* **DATA SUPPLIED**

PR #1130, opened 2016-05-13
Add index for builds pr number and sha

thorncp:
When completing a file review job, we find the associated build record
by pull request number and commit sha. With about 1.6 million records
in the table, this query is averaging 1820ms to execute.

This adds an index on the pull_request_number/commit_sha pair to improve
the performance of that query.

### DIFF
--- a/db/migrate/20160513205551_add_index_for_builds_pull_request_number_and_commit_sha.rb
+++ b/db/migrate/20160513205551_add_index_for_builds_pull_request_number_and_commit_sha.rb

* **ASSIGNMENT**
Copy out the whole listing exactly as given.

* **RESULT OF THE EXERCISE**
PR #1130, opened 2016-05-13
Add index for builds pr number and sha

thorncp:
When completing a file review job, we find the associated build record
by pull request number and commit sha. With about 1.6 million records
in the table, this query is averaging 1820ms to execute.

This adds an index on the pull_request_number/commit_sha pair to improve
the performance of that query.

### DIFF
--- a/db/migrate/20160513205551_add_index_for_builds_pull_request_number_and_commit_sha.rb
+++ b/db/migrate/20160513205551_add_index_for_builds_pull_request_number_and_commit_sha.rb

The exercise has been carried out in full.